American news anchor

Jack Williams is a retired 6 PM weekday news anchor on WBZ-TV in Boston, Massachusetts.
He also founded "Wednesday's Child" in 1981, a non-profit adoption agency for special needs children.

== Early career ==
Originally from Pocatello, Idaho, Williams worked in radio from 1959 until he graduated Phi Beta Kappa from the University of Oregon in 1968. During college, he worked as a news anchor/reporter for KUGN Radio in Eugene, Oregon.

He first appeared on television in 1968 on KIRO-TV in Seattle, Washington, anchoring their 11:00 news. He later worked at KORK-TV (now KSNV-DT) in Las Vegas, Nevada, where he was the principal anchor and news director, before joining WBZ in 1975.

==Career==
Up until 2012, he worked at WBZ with Lisa Hughes as an anchor at 6 and 11 PM; in 2012 he decided to stop working the 11 PM news and only work the 6 PM.

First paired with Tony Pepper, he was a lead anchor at the station starting in 1975. He was demoted briefly in 1981 to the 5:30 newscast, but quickly regained one of the top anchor slots with the popular Liz Walker as co-anchor for both the 6:00 and 11:00 newscasts until 1992, when the station went to a half hour format at 6:00, and instead began their evening news at 5:00.

On Tuesday, March 20, 2012, Williams announced he was stepping down from the 11 PM newscasts, but would continue on the station as a co-anchor on the 6 pm newscast, a position he held until August 29, 2014. After stepping down from the 6pm news cast, Williams remained with the station for special segments and for "Wednesday's Child". He also worked as a substitute for other news anchors like Jonathan Elias, Paula Ebben, David Wade, and Lisa Hughes.

Williams announced his retirement on June 23, 2015 and his last day as a WBZ anchor was June 25, 2015.

== Wednesday's Child ==
In 1981, Williams founded "Wednesday's Child", a non-profit adoption agency for special needs children.

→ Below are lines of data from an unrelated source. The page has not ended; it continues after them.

PR #1674, opened 2024-11-25
Fix docstring formatting

tpikonen:
Chip away at trying to make gPodder code mostly flake8 clean. Fix the formatting of docstrings to pass pydocstyle checks from flake8.

Also ignore spellcheck checks (SC*) at least for now.

The remaining flake8 errors are mostly about non-specific `except:` statements. I'm not sure if these should be fixed, or just ignored.

### DIFF
--- a/src/gpodder/model.py
+++ b/src/gpodder/model.py
@@ -77,8 +77,8 @@ class Feed:
         return None
 
     def get_new_episodes(self, channel, existing_guids):
-        """
-        Produce new episodes and update old ones.
+        """Produce new episodes and update old ones.
+
         Feed is a class to present results, so the feed shall have already been fetched.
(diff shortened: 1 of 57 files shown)


src/gpodder/model.py
```diff
@@ -489,9 +487,7 @@ def get_player(self, config):
         return player
 
     def can_play(self, config):
-        """
-        # gPodder.playback_episodes() filters selection with this method.
-        """
+        """# gPodder.playback_episodes() filters selection with this method."""
```
elelay, line 490:
```suggestion
        """gPodder.playback_episodes() filters selection with this method."""
```

elelay:
Thanks for this @tpikonen 
I'll merge once tests pass

PR #1680, opened 2024-12-14
Update Norwegian Nynorsk translation for next release

huftis:


huftis:
BTW, even though I have translated the three colour scheme strings (‘Light’, ‘Dark’ and ‘System’), they are still shown in English in the gPodder UI.

auouymous:
@tpikonen 92244d630 added translatable strings in `share/gpodder/ui/gtk/gpodderpreferences.ui`, but then used non-translatable strings in `src/gpodder/gtkui/desktop/preferences.py`. Do you know if it can use the translatable strings or do we need to translate them in `src/gpodder/gtkui/desktop/preferences.py`?

elelay:
Merged, thanks

PR #1681, opened 2024-12-14
Use locale-aware formatting in subscription statistics

huftis:
The average number of days for each podcast will now be shown using decimal commas in locales that use decimal commas.


elelay:
Merged, thanks for the attention to detail. Indeed it's also comma separated in French.

PR #909, opened 2018-03-13
varnish5 plugin

ivarmedi:
This is basically the Varnish4 plugin with a line added that strips the namespace that comes before the key being checked (`MAIN`, `VBE`, etc.).

I'm not 100% sure this is needed (or the right approach), as Varnish4 seems to have these namespaces as well, but when trying to use the varnish4 plugin with varnish 5, it fails with 
```
Error: <field> not part of varnishstat.
```

where `<field>` is whatever key I'm looking for

I currently can't easily test on a Varnish4 install

### DIFF
--- a/plugins/varnish/varnish5_
+++ b/plugins/varnish/varnish5_
@@ -1,0 +1,1170 @@
+#!/usr/bin/perl
+# -*- perl -*-
+#
+# varnish5_ - Munin plugin to for Varnish 5.x
+# Copyright (C) 2009  Redpill Linpro AS
+#
+# Author: Kristian Lyngstol <kristian@bohemians.org>
+# Author: Ivar Larsson <ivar@larsson.me>
+#
+# This program is free software; you can redistribute it and/or modify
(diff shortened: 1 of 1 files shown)


plugins/varnish/varnish5_
```diff
@@ -0,0 +1,1170 @@
...
+sub xml_characters {
+	my $d = $_[1];
+	if ($state{'stat'} == 0) {
+		return;
+	}
+	if ($state{'field'} eq "type" && $d eq "MAIN") {
+		return;
+	}
+	$d =~ s/^\s*$//g;
+	$d =~ s/([A-Z]+\.)?//g;
```
ivarmedi: this line has been added, otherwise the script == varnish4_

gnuheidix:
I can confirm that this change works excellent with Varnish 6.0.2 as well.

codeurimpulsif:
Will this pull request be merged soon ? It seem to be working :-)

PR #915, opened 2018-03-28
Fix du-2 to use clean_fieldname()

Talkless:
Update du-2 to fix "No .label provided" error by using clean_fieldname().

Before:
munin-du-2
After:
munin-du-2-fixed


sumpfralle:
This looks good - thank you!

PR #919, opened 2018-06-13
change dependency from gawk to awk

WanpengQian:
As default installation of FreeBSD does not include gawk, change the dependency from gawk to awk will be nice for some platforms other than Linux.


sumpfralle:
Thank you!

PR #921, opened 2018-07-02
rtorrent version 0.9.7 compatible

sulaweyo:
In version 0.9.7 deprecated xmlrpc calls were dropped. The added files contain the needed changes for version 0.9.7+ of rtorrent.


sumpfralle:
Thank you for preparing these changes for the new interface!

I have two general questions regarding your proposal:
* Would older versions of rtorrent work with these new changes, too? (if yes: how old?)
* If you really think, you would need a separate plugin for the new xml_rpc_calls:
    * What could be a better name/suffix/prefix for these? ("_097_" will be quite confusing in a few years)
    * Could you join these four new plugins into one [multigraph plugin](http://guide.munin-monitoring.org/en/latest/plugin/multigraphing.html#plugin-multigraphing), please? This would reduce code duplication (and the future maintenance burden) a lot.

Thank you!

sulaweyo:
The new API calls are in since 0.9.0 which came out in Dec 2011 but until 0.9.7 they were just deprecated, in 0.9.7 they were dropped.

So a new set of files does not make a lot of sense, i simply did not dare to just drop the old code. I have now updated the pr with a better approach: the api is now a config option which defaults to the old api but allows to switch to the new one.

I don't do a lot with perl so i hope i did not break every coding style the way i did it :)

plugins/rtorrent/rtom_allsessions_vol
```diff
@@ -3,7 +3,7 @@
 # xmlrpc based munin plugin for monitoring rtorrent's torrent count
 # prerequisites:
 #  - rtorrent 0.7.5 or newer compiled with --with-xmlrpc-c
-# check http://libtorrent.rakshasa.no/wiki/RTorrentXMLRPCGuide for further information
+# check http://libtorrent.rakshasa.no/wiki/RTorrentXMLRPCGuide for further informations
```
sumpfralle: I am not a native speaker, but I am quite confident, that there is no plural for "information" in English :)

plugins/rtorrent/rtom_allsessions_vol
```diff
@@ -80,48 +83,54 @@ my $src         = $ENV{"src"} || "";
...
+        } else {
+                for $port (@ports)
+                {
+                        socket( SOCK, PF_INET, SOCK_STREAM, getprotobyname( "tcp" ) );
+                        connect( SOCK, sockaddr_in( $port, inet_aton( $ip ) ) );
+                        my $line = "${hlen}:${header},${line}";
+                        print SOCK $line;
+                        flush SOCK;
+                        while ( $line = <SOCK> ) {
+                                                if ( $line =~ /$pattern/ ) {
```
sumpfralle: Since you are changing the whitespace here (tabs to spaces), please feel free to fix the indentation in this block.
(the nesting levels look weird)

sulaweyo:
Applied consistent indentation on all files and renamed legacy to pre09.

sumpfralle:
Great!

There is just one more thing: please use `current` as the default (instead of `pre097`).

sulaweyo:
switched the default to the current API version

sumpfralle:
Great!
Thank you for your persistence ...

PR #924, opened 2018-07-20
Added git_commit_behind

Neraud:
Added a new plugin to monitor local git repositories and report how many commits behind their remote they are.


plugins/git/git_commit_behind
```diff
@@ -0,0 +1,260 @@
...
+Neraud (https://github.com/Neraud)
+
+=head1 LICENSE
+
+GPLv2
+
+=cut"""
+
+
+from __future__ import print_function
```
sumpfralle: This is not necessary for python3.

plugins/git/git_commit_behind
```diff
@@ -0,0 +1,260 @@
...
+                        format='%(asctime)s %(levelname)-7s %(message)s')
+
+conf = {
+    'git_path':  os.getenv('git_path', '/usr/bin/git'),
+    'state_file': os.getenv('MUNIN_STATEFILE',
+                            '/var/lib/munin-node/plugin-state/nobody/' +
+                            'git_commit_behind.state')
+}
+
+repo_codes = set([re.search('repo\.([^.]+)\..*', elem).group(1)
```
sumpfralle: Just for detailed nitpicking: you can use an generator expression here instead of the list comprehension. Simply dropping `[` and `]` would do that.

plugins/git/git_commit_behind
```diff
@@ -0,0 +1,260 @@
...
+                  for elem in os.environ.keys() if 'repo.' in elem])
```
sumpfralle: Probably `elem.startswith("repo.")` would be a more precise test?

plugins/git/git_commit_behind
```diff
@@ -0,0 +1,260 @@
...
+# happen), but ensure that there will never be more than two hours
+# (7200 seconds) interval between updates.
+*/5 * * * * root if [ -x /etc/munin/plugins/git_commit_behind ]; then /usr/sbin/munin-run git_commit_behind update 7200 12 >/dev/null; fi
+
+=head1 CONFIGURATION
+
+Use your "/etc/munin/plugin-conf.d/munin-node" to configure this plugin.
+    [git_commit_behind]
+    user root
+    env.git_path /path/to/git
```
sumpfralle: Maybe mention the default for `git_path`, since most users will not need to override it.

plugins/git/git_commit_behind
```diff
@@ -0,0 +1,260 @@
...
+        print('%s.warning %s' % (repo_code, repos_conf[repo_code]['warning']))
+        print('%s.critical %s' %
+              (repo_code, repos_conf[repo_code]['critical']))
+
+
+def generate_git_command(repo_conf, git_command):
+    if not repo_conf['user'] or repo_conf['user'] == os.environ['USER']:
+        cmd = [conf['git_path']] + git_command
+    else:
+        shell_cmd = 'cd %s ; %s %s' % (
```
sumpfralle: This string formatting is not safe and should probably not used in a root context.
Please use at least something like the module `shlex` for sanitizing the string.

plugins/git/git_commit_behind
```diff
@@ -0,0 +1,260 @@
...
+                ['rev-parse', '--abbrev-ref', '--symbolic-full-name', '@{u}'])
+            logging.debug('remote_branch = %s' % remote_branch)
+
+            commits_behind = execute_git_command(
+                repos_conf[repo_code],
+                ['rev-list', 'HEAD..%s' % remote_branch, '--count'])
+
+            print('%s.value %d' % (repo_code, int(commits_behind)))
+        except CalledProcessError as e:
+            logging.error('Error executing git command : %s' % str(e))
```
sumpfralle: The logging module supports lazy evaluation for optimizing resource usage: simply use `, e` instead of `% str(e)`.

plugins/git/git_commit_behind
```diff
@@ -0,0 +1,260 @@
...
+        try:
+            logging.info('Fetching repo %s' % repo_code)
+            execute_git_command(repos_conf[repo_code], ['fetch'])
+        except CalledProcessError as e:
+            logging.error('Error executing git command : %s' % str(e))
+        except FileNotFoundError as e:
+            logging.error('Repo not found at path %s' %
+                          repos_conf[repo_code]['path'])
+    logging.debug('Updating the state file')
+    open(conf['state_file'], 'w')
```
sumpfralle: What is the purpose of this line? Please comment or remove it.

plugins/git/git_commit_behind
```diff
@@ -0,0 +1,260 @@
...
+                print('no (git seems to be broken ?!)')
+        else:
+            print('no (git is missing or not executable)')
+    elif action == 'version':
+        print('Git commit behind Munin plugin, version {0}'.format(
+            plugin_version))
+    elif action == 'update':
+        check_update_repos()
+    elif action:
+        logging.warn('Unknown argument \'%s\'' % action)
```
sumpfralle: You can improve readability by minimizing escaping with alternating quote characters.

plugins/git/git_commit_behind
```diff
@@ -0,0 +1,260 @@
...
+
+def print_config():
+    print('graph_title Git repositories - Commits behind')
+
+    print('graph_args --base 1000 -r --lower-limit 0')
+    print('graph_vlabel number of commits behind')
+    print('graph_scale yes')
+    print('graph_info This graph shows the number of commits behind' +
+          ' for each configured git repository')
+    print('graph_category system')
```
sumpfralle: I could imagine, that `filetransfer` could be a more suitable category for this plugin.
What do you think?
Otherwise just leave it as it is ...

plugins/git/git_commit_behind
```diff
@@ -0,0 +1,260 @@
...
+
+debug = int(os.getenv('MUNIN_DEBUG', os.getenv('DEBUG', 0))) > 0
+if debug:
+    logging.basicConfig(level=logging.DEBUG,
+                        format='%(asctime)s %(levelname)-7s %(message)s')
+
+conf = {
+    'git_path':  os.getenv('git_path', '/usr/bin/git'),
+    'state_file': os.getenv('MUNIN_STATEFILE',
+                            '/var/lib/munin-node/plugin-state/nobody/' +
```
sumpfralle: Please rely on the munin node to supply a `MUNIN_STATEFILE` path - otherwise this feature is simply not supported.

Neraud:
Thank you for your feedback.

It might indeed be unnecessary to use the cron job to perform the git fetch operations.
I wanted to make sure that the plugin execution was as fast as possible, and was afraid that if you were to configure many repositories, it could get slowed down too much.
I was also afraid of large fetches over poor networks.

I will add both options: 
By default, perform the fetch during the plugin execution. 
Optionally, use a cron job instead.

sumpfralle:
> I will add both options:
> By default, perform the fetch during the plugin execution.
> Optionally, use a cron job instead.

great!

plugins/git/git_commit_behind
Neraud: I've added details about those settings a few lines below (L51 for `git_path`)

plugins/git/git_commit_behind
Neraud: The apt plugins are in `system`, so that's the one I've selected by default.
In my mind, `file_transfer` makes more sense for downloads (wget, torrent, newsgroup), backups, rsync ...

I don't mind changing it, if you think `file_transfer` is better suited, I'll update it.

plugins/git/git_commit_behind
```diff
@@ -0,0 +1,283 @@
...
+
+git_commit_behind - Munin plugin to monitor local git repositories and report
+how many commits behind their remote they are
+
+=head1 NOTES
+
+This plugin is similar to how apt_all works for apt packages.
+
+To be able to check how behind a git repository is, we need to run git fetch.
+To avoid fetching all repos every 5 minutes and slowing down the munin-node,
```
sumpfralle: Please update with regards to the optional nature of the cron job. How about the following?
> To avoid fetching all repos every 5 minutes (for each munin period) and thus slowing down the data collection, the `git fetch` operation is only randomly triggered (based on `env.update.probability`). In case of very time-consuming update operations, you can run them in a separate cron job.

plugins/git/git_commit_behind
```diff
@@ -0,0 +1,283 @@
...
+
+Use your "/etc/munin/plugin-conf.d/munin-node" to configure this plugin.
+    [git_commit_behind]
+    user root
+    env.git_path /path/to/git
+    env.update.mode [munin|cron]
+    env.update.probability 12
+    env.update.maxinterval 7200
+
+user root : required (to be able to switch to each repo user)
```
sumpfralle: How about the following?
> user root : specify the owner of the repository checkouts or (in case of multiple different owners), use `root`

plugins/git/git_commit_behind
```diff
@@ -0,0 +1,283 @@
...
+import re
+from shlex import quote
+from subprocess import check_output, call, DEVNULL, CalledProcessError
+import sys
+import time
+
+
+plugin_version = "1.0.0"
+
+debug = int(os.getenv('MUNIN_DEBUG', os.getenv('DEBUG', 0))) > 0
```
sumpfralle: I think, `MUNIN_DEBUG` is sufficient here.

plugins/git/git_commit_behind
sumpfralle: Given that a git repository checkout can be used for a variety of purposes, I would prefer `file_transfer`.

Neraud:
Thank you for your feedback.
All those nitpicks (and bonus !) should be fixed ;p

sumpfralle:
Cool!

PR #932, opened 2018-08-24
Plugin bitcoind improvements

sumpfralle:
* reformat documentation header
* migrate to python3
* introduce explicit setting for configuration file


Talkless:
@sumpfralle looks like it does not support `rpcauth` alternative of specifying login and hashed password. Would it be hard to add that?

PR #935, opened 2018-09-01
bbox: upgrade bbox version.

steveschnepp:
The UI isn't compatible anymore.

### DIFF
--- a/plugins/router/bbox
+++ b/plugins/router/bbox
@@ -109,32 +109,32 @@ then
 fi
 
 echo multigraph bbox_adsl_bw
-echo up.value $(jq ".[].wan.xdsl.up.bitrates" < xdsl.json)
-echo down.value $(jq ".[].wan.xdsl.down.bitrates" < xdsl.json)
+echo up.value $(jq -r ".[].wan.xdsl.up.bitrates" < xdsl.json)
+echo down.value $(jq -r ".[].wan.xdsl.down.bitrates" < xdsl.json)
 
 echo multigraph bbox_adsl_att
-echo up.value $(jq ".[].wan.xdsl.up.attenuation" < xdsl.json)
-echo down.value $(jq ".[].wan.xdsl.down.attenuation" < xdsl.json)
+echo up.value $(jq -r ".[].wan.xdsl.up.attenuation" < xdsl.json)
+echo down.value $(jq -r ".[].wan.xdsl.down.attenuation" < xdsl.json)
 
 echo multigraph bbox_adsl_snr
-echo up.value $(jq ".[].wan.xdsl.up.noise" < xdsl.json)
-echo down.value $(jq ".[].wan.xdsl.down.noise" < xdsl.json)
+echo up.value $(jq -r ".[].wan.xdsl.up.noise" < xdsl.json)
+echo down.value $(jq -r ".[].wan.xdsl.down.noise" < xdsl.json)
 
 echo multigraph bbox_adsl_pkt
-echo up.value $(jq ".[].wan.ip.stats.tx.packets" < ip-stats.json)
-echo down.value $(jq ".[].wan.ip.stats.rx.packets" < ip-stats.json)
-echo up_f.value $(jq ".[].wan.xdsl.stats.remote_fec" < xdsl-stats.json)
-echo down_f.value $(jq ".[].wan.xdsl.stats.local_fec" < xdsl-stats.json)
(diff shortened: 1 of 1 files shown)


plugins/router/bbox
```diff
@@ -0,0 +1,140 @@
...
+	echo uptime.label Uptime
+	echo uptime.cdef uptime,3600,/,24/
+
+	exit 0
+fi
+
+TMPFILE=$(mktemp -d)
+trap 'rm -Rf $TMPFILE' EXIT
+
+cd $TMPFILE
```
sumpfralle: Here you could also use quoting.

plugins/router/bbox
```diff
@@ -0,0 +1,140 @@
...
+	echo graph_category network
+	echo graph_vlabel days
+	echo uptime.label Uptime
+	echo uptime.cdef uptime,3600,/,24/
+
+	exit 0
+fi
+
+TMPFILE=$(mktemp -d)
+trap 'rm -Rf $TMPFILE' EXIT
```
sumpfralle: Here you should quote the `$TMPFILE` (double-quotes within the single-quotes).

plugins/router/bbox
```diff
@@ -0,0 +1,140 @@
...
+
+cd $TMPFILE
+
+curl -s http://$IP/api/v1/wan/ip > "ip.json" &
```
sumpfralle: Here you should quote the URL.

`shellcheck` is your friend :)

plugins/router/bbox
```diff
@@ -0,0 +1,140 @@
...
+curl -s http://$IP/api/v1/wan/ip/stats > "ip-stats.json" &
+curl -s http://$IP/api/v1/wan/xdsl > "xdsl.json" &
+curl -s http://$IP/api/v1/wan/xdsl/stats > "xdsl-stats.json" &
```
sumpfralle: Are you sure, that you need to store the result in files?
If you are quite certain, that the resulting data is small (compared to the currently expectable amount of RAM in a node), then I would recommend to store the data in a variable instead and get rid of temorary files handling.

plugins/router/bbox
```diff
@@ -0,0 +1,140 @@
...
+then
+	for i in *
+	do
+		echo "========= $i ========"
+		cat "$i"
+	done
+fi
+
+echo multigraph bbox_adsl_bw
+echo up.value $(jq ".[].wan.xdsl.up.bitrates" < xdsl.json)
```
sumpfralle: Are you sure, that all values are always numbers? Otherwise you should probably pass `-r` to `jq` in order to remove potential quotes from output?

plugins/router/bbox
```diff
@@ -0,0 +1,140 @@
...
+echo down.value $(jq ".[].wan.ip.stats.rx.packets" < ip-stats.json)
+echo up_f.value $(jq ".[].wan.xdsl.stats.remote_fec" < xdsl-stats.json)
+echo down_f.value $(jq ".[].wan.xdsl.stats.local_fec" < xdsl-stats.json)
+echo up_c.value $(jq ".[].wan.xdsl.stats.remote_hec" < xdsl-stats.json)
+echo down_c.value $(jq ".[].wan.xdsl.stats.local_hec" < xdsl-stats.json)
+echo up_u.value $(jq ".[].wan.xdsl.stats.remote_crc" < xdsl-stats.json)
+echo down_u.value $(jq ".[].wan.xdsl.stats.local_crc" < xdsl-stats.json)
+
+echo multigraph bbox_adsl_bytes
+echo up.value $(jq ".[].wan.ip.stats.tx.bytes" < ip-stats.json | tr -d '"')
```
sumpfralle: Maybe `-r`?

plugins/router/bbox
```diff
@@ -0,0 +1,140 @@
+#! /bin/sh
+# Parse bbox information
```
sumpfralle: This is a very, very short documentation header :)

Please excuse my ignorance, but I have no idea, what bbox means. Currently I think, it is some kind of network statistics collector. But initially I thought about spatial bounding boxes :)

Maybe you want to add a perldoc header?

plugins/router/bbox
steveschnepp: I usually prefer to use temp files in shell scripts. I'm therefore leveraging `mktemp -d` which can configured via setting `$TMPDIR`, to redirect it to a `tmpfs` filesystem.

steveschnepp:
Addressed your comments

sumpfralle:
Great!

A different child is featured every Wednesday at 6PM. He has been honored by Presidents Ronald Reagan and Bill Clinton at the White House for his efforts.

== Honorary degrees ==
Williams has received honorary doctorate degrees from Curry College, Salem State University, Fitchburg State University, Merrimack College, Framingham State University, Worcester State University, Newbury College, and Wheelock College.

== Awards ==
- 2012 Lifetime Achievement Award from the Radio Television Digital News Association (RTDNA).
- Inducted into the Massachusetts Broadcasters Hall of Fame
- 2012 Yankee Quill Award (Academy of New England Journalists)
- 2001 Governor’s Award from the New England Emmy organization, recognizing his career accomplishments.
- 1997 honored at the White House by President Bill Clinton and the First Lady, with the first Adoption 2002 Excellence Award.
- 1990 Martin Luther Burstein Volunteer Award
- 1987 N. Neal Pike Prize for service to handicapped persons by Boston University Law School
- 1986 Presidential Citation from President Ronald Reagan in the Rose Garden at the White House for “Wednesday’s Child”
- 1984 first national media award ever presented by the Association for Persons with Severe Handicaps (TASH)

== Personal ==
Williams lives in Las Vegas with his wife, Marci. He has four daughters, Kari, Tracy, Wendy, and Amy, from a previous marriage.